Ann., 242) which is summarized by the court itself in the Shields
case as follows:
. . . It appears that the defendants had made a contract for
the sale, by weight, of a lot of cotton, had received $3,000 on
account of the price, and had given an order for its delivery,
which had been presented to the purchaser, and recognized
by the press in which the cotton was stored, but that the
cotton had been destroyed by fire before it was weighed. It
was held that it was still at the risk of the seller, and that the
buyer was entitled to recover the $3,000 paid on account of
the price.
We conclude that the contract in the case at bar was merely an
executory agreement; a promise of sale and not a sale. At there
was no perfected sale, it is clear that articles 1452, 1096, and
1182 are not applicable. The defendant having defaulted in his
engagement, the plaintiff is entitled to recover the P3,000 which it
advanced to the defendant, and this portion of the judgment
appealed from must therefore be affirmed.

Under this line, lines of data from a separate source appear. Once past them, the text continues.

PR #45, opened 2023-11-20
HMS-3070 fix: use EqualError on unit tests

avisiedo:
It was observed during a code review that some unit tests did not raised error on expectations changes. This change fix that situation by using EqualError to check the expectations which checks that an error happens and the string representation match with the string provided at the unit test expectation.


frasertweedale (approved):

frasertweedale:
LGTM.  Thanks!

PR #566, opened 2016-08-12
limit challenge len significantly

badb:


mfranciszkiewicz:
I would use a stronger source of randomness here, e.g. `random.SystemRandom`. Either way, we should merge this.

The plaintiff has appealed from the judgment of the trial court on
the ground that it is entitled to recover the additional sum of
P1,200 under paragraph 4 of the contract. The court below held
that this paragraph was simply a limitation upon the amount of
damages which could be recovered and not liquidated damages
as contemplated by the law. "It also appears," said the lower
court, "that in any event the defendant was prevented from
fulfilling the contract by the delivery of the sugar by condition over
which he had no control, but these conditions were not sufficient
to absolve him from the obligation of returning the money which
he received."
The above quoted portion of the trial court's opinion appears to be
based upon the proposition that the sugar which was to be
delivered by the defendant was that which he expected to obtain
from his own hacienda and, as the dry weather destroyed his
growing cane, he could not comply with his part of the contract.

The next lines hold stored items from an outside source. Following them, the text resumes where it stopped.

PR #578, opened 2016-08-16
small diagnostic changes

badb:
- Remove rand_val from peer session - it may create potential security issue in the future and is not needed
- Remove doubled "nice" argument from vmsnaphsot


golem/network/p2p/p2pservice.py
```diff
@@ -184,6 +184,7 @@ def get_diagnostics(self, output_format):
         for peer in self.peers.values():
             peer = PeerSessionInfo(peer).__dict__
             del peer['node_info']
+            del peer['rand_val']
```
mfranciszkiewicz: Or maybe just remove `node_info` and `rand_val` keys in `PeerSessionInfo`?

PR #593, opened 2016-08-25
Warn user if blender task is missing additional files

magdasta:


gnr/task/blenderrendertask.py
```diff
@@ -399,6 +399,28 @@ def _change_scope(self, subtask_id, start_box, tr_file):
         extra_data['output_format'] = self.output_format
         return extra_data, (0, 0)
 
+    def after_test(self, results, tmp_dir):
+        ret = []
+        if results and results.get("data"):
+            for filename in results["data"]:
+                if filename.lower().endswith(".log"):
+                    fd = open(filename, "r")
```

As we have indicated, this view is erroneous, as, under the
contract, the defendant was not limited to his growth crop in order
to make the delivery. He agreed to deliver the sugar and nothing
is said in the contract about where he was to get it.

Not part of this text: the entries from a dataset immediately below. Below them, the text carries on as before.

PR #602, opened 2016-08-31
Save stats

### LINKED ISSUE #601: All time stats
We keep stats about number of computed subtasks in current session, but it may be cool to keep also "all time" stats in database.

badb:
Resolves #601

### DIFF
--- a/gnr/gnrapplicationlogic.py
+++ b/gnr/gnrapplicationlogic.py
@@ -256,9 +256,10 @@ class GNRApplicationLogic(QtCore.QObject):
 
         self.customizer.gui.ui.knownTasks.setText(str(known_tasks))
         self.customizer.gui.ui.supportedTasks.setText(str(supported))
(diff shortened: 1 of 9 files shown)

We think is a clear case of liquidated damages. The contract
plainly states that if the defendant fails to deliver the 600 piculs of
sugar within the time agreed on, the contract will be rescinded
and he will be obliged to return the P3,000 and pay the sum of
P1,200 by way of indemnity for loss and damages. There cannot
be the slightest doubt about the meaning of this language or the
intention of the parties. There is no room for either interpretation
or construction. Under the provisions of article 1255 of the Civil
Code contracting parties are free to execute the contracts that
they may consider suitable, provided they are not in contravention
of law, morals, or public order. In our opinion there is nothing in
the contract under consideration which is opposed to any of these
principles.
For the foregoing reasons the judgment appealed from is modified
by allowing the recovery of P1,200 under paragraph 4 of the
contract. As thus modified, the judgment appealed from is
affirmed, without costs in this instance.